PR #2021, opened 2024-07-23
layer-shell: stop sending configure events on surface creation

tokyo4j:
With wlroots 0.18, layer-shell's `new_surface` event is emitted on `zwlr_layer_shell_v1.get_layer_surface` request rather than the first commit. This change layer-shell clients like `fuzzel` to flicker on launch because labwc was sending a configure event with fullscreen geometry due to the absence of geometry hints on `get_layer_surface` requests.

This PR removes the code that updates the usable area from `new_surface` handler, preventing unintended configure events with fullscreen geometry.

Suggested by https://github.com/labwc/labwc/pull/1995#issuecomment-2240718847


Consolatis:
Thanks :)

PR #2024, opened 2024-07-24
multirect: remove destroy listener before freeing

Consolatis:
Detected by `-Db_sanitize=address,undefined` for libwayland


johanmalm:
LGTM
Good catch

• • • • •

--- What you are asked to do ---
In the records above, find each line holding "with" and copy it.

--- Your response ---
With wlroots 0.18, layer-shell's `new_surface` event is emitted on `zwlr_layer_shell_v1.get_layer_surface` request rather than the first commit. This change layer-shell clients like `fuzzel` to flicker on launch because labwc was sending a configure event with fullscreen geometry due to the absence of geometry hints on `get_layer_surface` requests.
This PR removes the code that updates the usable area from `new_surface` handler, preventing unintended configure events with fullscreen geometry.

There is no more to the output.